The calming eye of the storm had passed, but what an experience. It wasn’t long after this encounter with God, my grandfather fell on his rifle and broke his arm and had to be brought back to the States to a hospital. If Christ said or showed anything else to my grandfather that day, he never told us about it. He lived through that battle, and the war, and did come back home to Hamilton, Ohio, and lived to be a good old ripe age of 82. Ever since he broke that arm, it was never the same. He’d always have a funny crook to it when he’d point his hand out, and you could tell it had been broken and not reset properly. I’m sure this was a lifelong reminder to him of God’s awesome power and what he did for him that day. This kind of reminds me of Jacob’s cripple!

“Son, you’re going home.” Enough said, right? When Jesus says something, I think it’s safe to believe that He means it. It must have been a phenomenal reassurance to a terrified man being bombarded by an advancing enemy with your ears ringing and your friends dying around you. What else can you do but surrender to God? Nothing about this story he’d tell ever left us with any doubt that this was a literal vision from God to one of his humbled servants. I don’t think God had any problem revealing himself to my grandfather that day because He knew his faith was already solid and did not require any proof anyway, though I am positive it would have been more reassuring to hear God’s plan was to send him home!
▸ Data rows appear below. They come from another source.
PR #821, opened 2026-06-02
Add a functionality to fully reset connector offsets

AfrinKhan02:
# Context

Kafka Connect exposes dedicated offsets endpoints that allow administrators to inspect, alter, and reset connector offsets.

This PR adds support in Ns4Kafka for resetting connector offsets through the Kafka Connect REST API so Kafka admins can trigger the operation directly from the Ns4Kafka controller layer.

Referred API: https://docs.confluent.io/platform/current/connect/references/restapi.html#offsets

# Proposed Solution

Add a dedicated Ns4Kafka endpoint for connector offset reset:

`DELETE /api/namespaces/{namespace}/connectors/{connector}/offsets`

He wasn’t asleep or knocked out, and it wasn’t a dream. If he says it happened, I believe him, but that’s up for you to decide. I wonder how many other Christian soldiers saw God that day (or even today) and lived to tell about it or keep it to themselves. Grandpa told us though, and he did go home just as God told him he would.
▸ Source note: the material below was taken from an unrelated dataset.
PR #1533, opened 2023-09-27
Use Guids for sprite identification instead of indexing

Arcnor:
Atlas sprites are currently being identified using an index. Problem is, modifying the atlas list of sprites can invalidate all used sprites, or use the wrong ones, etc. Worse still, this happens without any error or warning, and the user won't even notice until they save and load their project again (because `SpriteHandle` instances are cached, so the editor will still show the correct Sprites even when their index has changed).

Grandpa went on to take care of his soldier friend Virgil’s wife after he died in the Battle of the Bulge in December 1944, as they were both from the same city and had been friends for some time and both lost someone they cared about. My grandfather consoled her before they went on to eventually get married and live a long, happy life together right up until she took her last breath in the late 1980’s. They brought two souls into the world after their marriage; my mom and her brother. Margie’s death hurt Grandpa more than any war or bullet could. I remember him very sad a lot when I was a child after her passing but somehow he managed to pull through and lived another 15+ years without her. After lung cancer took her life, he quit the smokes cold-turkey and never touched them again, which no doubt increased his lifespan!

What happened on that battlefield was divine in my opinion. Jesus didn’t say; “… you’re COMING home.” That might imply he was about to die and go to Heaven and anyone probably would have stood up and gone out shooting in the blaze of glory! No, he said GOING and He meant it to mean he was going to live through that war, and he did, and the rest is history.

God is real my friends, and he will help you through your wars and trials too, even when the enemy’s bullets are flying past you from every direction, threatening your very life. Never lose sight of that, even when it feels hopeless and you’re hiding down in your own foxhole in a moment of weakness or fear. Whatever your war is, whatever battle, whether physical, mental or spiritual, remember one of the first passages my mother made me memorize at an early age; “I can do all things through Christ which strengthens me.” -Philippians 4:13.

Thanks for reading, I hope you enjoyed my personal family story.